A.I. Pioneer Yoshua Bengio Warns About A.I. Models’ ‘Self-Preserving’ Ability | At Davos, Bengio raised the alarm over "very strong agency and self-preserving behavior" in A.I. systems.

Futurology

A.I. Pioneer Yoshua Bengio Warns About A.I. Models’ ‘Self-Preserving’ Ability | At Davos, Bengio raised the alarm over “very strong agency and self-preserving behavior” in A.I. systems.

January 25, 2025

1 Comment

MetaKnowing on January 25, 2025 7:59 pm

“We are on a path where we’re going to build machines that are more than tools, but that have their own agency and their own goals—and that is not good,” Bengio said.

“A study from OpenAI and the A.I. safety organization Apollo Research found that leading A.I. models can engage in “[scheming](https://www.apolloresearch.ai/research/scheming-reasoning-evaluations)” to hide their true objectives from humans while working to achieve their own goals.

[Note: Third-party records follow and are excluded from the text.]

PR #908, opened 2022-07-28
Naj 6 move current near api js to be a lerna package lernify the repo

esaminu:
## Motivation
This PR adds yarn workspaces and lerna to the project and begins the transition to a multi package monorepo.

## Description

- Added 1 package `@near-api-js/near-api-js`
- Upgraded eslint, typescript and eslint parsers to latest
- Changed ts target to es2015
- Added commitlint with support for lerna scopes and husky hooks to enforce conventional commits 
- Added lerna scripts for build, test, lint, browserify, clean, bundlewatch and release

## Checklist
- [x] Added automated tests


esaminu:
@morgsmccauley for CI integration review and @maxhr for documentation work review 😃

lerna.json
```diff
@@ -0,0 +1,6 @@
+{
+  "packages": ["packages/*"],
```
morgsmccauley, line 2: This isn't needed with `useWorkspaces: true`, `package.json` `workspaces` are used instead.

package.json
```diff
@@ -1,82 +1,35 @@
...
+  "name": "@near-api-js/monorepo",
+  "private": true,
+  "workspaces": {
+    "packages": [
+      "packages/*"
     ],
-    "author": "NEAR Inc"
+    "nohoist": [
+      "**/near-hello",
+      "**/near-hello/**"
```
morgsmccauley, line 10: What's this for?

packages/near-api-js/.eslintrc.yml
```diff
@@ -0,0 +1 @@
+extends: '../../.eslintrc.yml'
```
morgsmccauley, line 1: If all we are doing is extending the base config, I don't think this is needed, the base config will just be used by default?

packages/near-api-js/package.json
```diff
@@ -0,0 +1,80 @@
+{
+    "name": "@near-api-js/near-api-js",
```
morgsmccauley, line 2:
```suggestion
    "name": "near-api-js",
```
This will change where are publishing to so let's keep this as `near-api-js`. We can scope all other (new) packages.

packages/near-api-js/yarn.lock
```diff
@@ -0,0 +1,6199 @@
+# THIS IS AN AUTOGENERATED FILE. DO NOT EDIT THIS FILE DIRECTLY.
```
morgsmccauley, line 1: I don't think this should exist under individual packages. Yarn workspaces/Lerna will maintain a single `yarn.lock` at the root of the directory. You'll need to delete this and probably run `lerna bootstrap` or `yarn` from the root to regenerate.

packages/tsconfig.json
```diff
@@ -0,0 +1,4 @@
+{
+    "files": [],
+    "references": [{ "path": "near-api-js" }]
```
morgsmccauley, line 3: What's this for? Is it so typescript can resolve imports across different packages (typesciprt projects)? If so, I don't think this is the right way to go about it. Yarn workspaces/Lerna will (sym)link packages together within `node_modules` which allows us to reference other packages in the monorepo.

yarn.lock
```diff
@@ -2,170 +2,158 @@
 # yarn lockfile v1
```
morgsmccauley, line 2: Ah I see we still have the root lockfile, we can just delete the `near-api-js` one then.

.eslintignore
```diff
@@ -1,3 +1,3 @@
-dist/
-nearcore/
-protos.js
+packages/near-api-js/dist/
```
morgsmccauley, line 1: I think we can create `.eslintignore` in `packages/near-api-js` to scope it to that directory.

morgsmccauley: Do any of these actually exist though? I couldn't find them. Is this still needed at all?

.ignore
```diff
@@ -1,3 +1,3 @@
-lib/
-dist/
-docs/
+packages/near-api-js/lib/
```
morgsmccauley, line 1: What does `.ignore` actually ignore?

.husky/pre-commit
```diff
@@ -2,4 +2,4 @@
 . "$(dirname "$0")/_/husky.sh"
 
 yarn build
-git add lib
+git add packages/near-api-js/lib
```
morgsmccauley, line 5: This is fine for now but may become a problem as we add more packages, i.e. if we update a package other than `near-api-js` we don't really want to be running this commit hook. Especially since `yarn build` will build every package, it could become time consuming. 

Is there a way to scope this just to `near-api-js`?

package.json
```diff
@@ -1,82 +1,35 @@
...
+    ]
+  },
+  "scripts": {
+    "build": "yarn lerna run build",
+    "clean": "yarn lerna run clean --concurrency 4",
+    "lint": "yarn lerna run lint --stream --concurrency 1",
```
morgsmccauley, line 16: Why do we need to enforce any concurrency limit at all? Why not just use the default `10` for 🚀 🚀

packages/near-api-js/.gitignore
```diff
@@ -0,0 +1,21 @@
...
+coverage/
+.nyc_output
+src\.ts/protos\.d\.ts
+package\-lock\.json
+
+# OS X
+.DS_Store
+
+# Generated typedoc files
+docs/
```
morgsmccauley, line 21: I can see we still have the root `.gitignore`, is this even needed here? there's nothing specific to `near-api-js`.

morgsmccauley (changes requested):
Good job on this :) Added comments in-line.

packages/tsconfig.json
esaminu: Was initially using to build entire monorepo from root, can be removed now

packages/near-api-js/.eslintrc.yml
esaminu: I think this is useful to establish the convention of thin per package override. It's empty now but I expect it won't be as more packages are added

.eslintignore
esaminu: Yeah prob cleaner to scope this to package. Yeah all these are generated after some scripts e.g. browserify run

.ignore
esaminu: It's for the [`ag` search script](https://github.com/near/near-api-js/commit/c7290650ecd851202e14bc56166f08852686a333). Don't want to change it in case it's being used by a dependency or some tooling unless we figure out what's dependent on it.

.husky/pre-commit
esaminu: I think the idea is to eventually generate the lib on merge or on publish right? Ideally we don't want these files in every diff. Let's sync on this 🙂

package.json
esaminu: Yeah limits should be removed for lint and clean. I'm adding to test though for cleaner output

packages/near-api-js/.eslintrc.yml
morgsmccauley: Wouldn't we want consistent rules across the entire project? I can imagine it becoming quite confusing to have different rule sets across different packages?

esaminu: Cool we can let this pattern evolve if we end up needing it. I'm not sure if we'll need different rules per package but agreed that it would be additional overhead. Let's use one for now

.husky/pre-commit
esaminu: After our sync and researching, I think we can use [the `prepare` script](https://docs.npmjs.com/cli/v8/using-npm/scripts#life-cycle-scripts) for this purpose. We can remove and gitignore the `lib` directory that way and also the `prepublish` script. The source for the `not-in-install` util currently being used in pre publish is the [`in-publish` npm package](https://www.npmjs.com/package/in-publish). The main purpose of this is to ensure the scripts aren't run on npm install which I think isn't necessary for our purposes so removing that too.

cc: @volovyk-s

willemneal: If you are moving to lerna then you can no longer use git as a dependency so I think it's best to remove it altogether.

esaminu: I was thinking about that but looks like it can be added as a sub directory? see https://gitpkg.vercel.app/

willemneal: Nice! I wish I had that when making the near-sdk-as repo!

.husky/pre-commit
```diff
@@ -2,4 +2,3 @@
 . "$(dirname "$0")/_/husky.sh"
 
 yarn build
```
morgsmccauley, line 4: Since we aren't committing `/lib` anymore we shouldn't need this. We can remove the hook all together.

packages/near-api-js/src/account_multisig.ts
```diff
@@ -390,7 +390,7 @@ export class Account2FA extends AccountMultisig {
         return requestId;
     }
 
-    async getCodeDefault(method: any): Promise<string> {
+    async getCodeDefault(): Promise<string> {
         throw new Error('There is no getCode callback provided. Please provide your own in AccountMultisig constructor options. It has a parameter method where method.kind is "email" or "phone".');
     }
```
morgsmccauley, line 396: Why have these types changed?

esaminu: removed the arg since it's unused. This surfaced as part of removing lint errors

PR #909, opened 2022-07-29
Applied engines property on package.json

hcho112:
## Motivation
Provide transparency for the users, which version of node runtime you support

## Description
Updated `engines` property inside package.json with node version greater or equal to 16.16.0 to be enforced. 

## Checklist
- [ ] Added automated tests

### DIFF
--- a/package.json
+++ b/package.json
@@ -1,6 +1,9 @@
 {
   "name": "@near-api-js/monorepo",
   "private": true,
+  "engines": {
+    "node": ">=16.16.0"
+  },
   "workspaces": {
     "packages": [
       "packages/*"


hcho112:
Tested to use node version 14 and attempt to run `yarn` :
image

hcho112:
To all reviewers:
As a first attempt, I have chosen version v16.16.0 because it is an official version to support M1 mac book pro and also well supported on AWS.
https://docs.aws.amazon.com/lambda/latest/dg/nodejs-image.html
https://docs.aws.amazon.com/codebuild/latest/userguide/runtime-versions.html

But happy to change if anyone else has better version to be supported. (with reasons)

morgsmccauley (approved):

PR #910, opened 2022-07-29
NAJ-113-delete-hacks-related-to-error-types

gutsyphilip:
## Motivation
Delete https://github.com/near/near-api-js/blob/master/src/utils/rpc_errors.ts#L88 and other hacks related to Error handling and types as error types are now available on `near-core`.

## Description

- Remove `getErrorTypeFromErrorMessage` and every usage of it.
- Pass error type directly with `response.error.name`
- Remove related tests

## Checklist
- [x] Added automated tests

### DIFF
--- a/packages/near-api-js/test/account.access_key.test.js
+++ b/packages/near-api-js/test/account.access_key.test.js
@@ -40,7 +40,7 @@ test('remove access key no longer works', async() => {
         await contract.setValue({ args: { value: 'test' } });
         fail('should throw an error');
     } catch (e) {
-        expect(e.message).toContain(`Querying [object Object] failed: access key ${publicKey} does not exist while viewing.`);
+        expect(e.message).toContain(`Querying failed: access key ${publicKey} does not exist while viewing.`);
         expect(e.type).toEqual('UntypedError');
     }
 });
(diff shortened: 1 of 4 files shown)


hcho112:
I have rebased latest master and fixed broken test. Can I get some review on this PR?

packages/near-api-js/test/account.access_key.test.js
```diff
@@ -40,8 +40,8 @@ test('remove access key no longer works', async() => {
         await contract.setValue({ args: { value: 'test' } });
         fail('should throw an error');
     } catch (e) {
-        expect(e.message).toEqual(`Can not sign transactions for account ${workingAccount.accountId} on network ${testUtils.networkId}, no matching key pair exists for this account`);
-        expect(e.type).toEqual('KeyNotFound');
+        expect(e.message).toContain(`Querying [object Object] failed: access key ${publicKey} does not exist while viewing.`);
```
morgsmccauley, line 43: `[object Object]` isn't that helpful, should we stringify it instead? That might bloat the error message though, maybe there's a better way we can structure the message overall?

hcho112: Maybe we may leave it as `Query failed: access key ...` since later it prints `${publicKey} does not exist while viewing.`

morgsmccauley: Sounds good 👍🏽

morgsmccauley (approved):

PR #911, opened 2022-08-01
docs revision 1

maxhr:
Docs revision.
- quick reference is now part of main docs site - https://docs.near.org/tools/near-api-js/quick-reference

This behavior can range from disabling a model’s “oversight mechanisms” to faking its alignment with users, said the researchers.

OpenAI’s o1 model, for example, attempted to deactivate its oversight mechanism 5 percent of the time when it was told it would be shut down when acting on a particular goal, the study found.

On data processing tasks where its goals were misaligned with users, it subtly manipulated data to further its own goal in nearly one out of every five cases. And when confronted over such actions in follow-up interviews, the model was observed either denying its behavior or offering false explanations 99 percent of the time.

“These were not programmed,” said Bengio of A.I.’s self-preserving actions. “These are emerging for rational reasons because these systems are imitating us.”

“Right now, science doesn’t know how we can control machines that are even at our level of intelligence, and worse, if they are smarter than us.”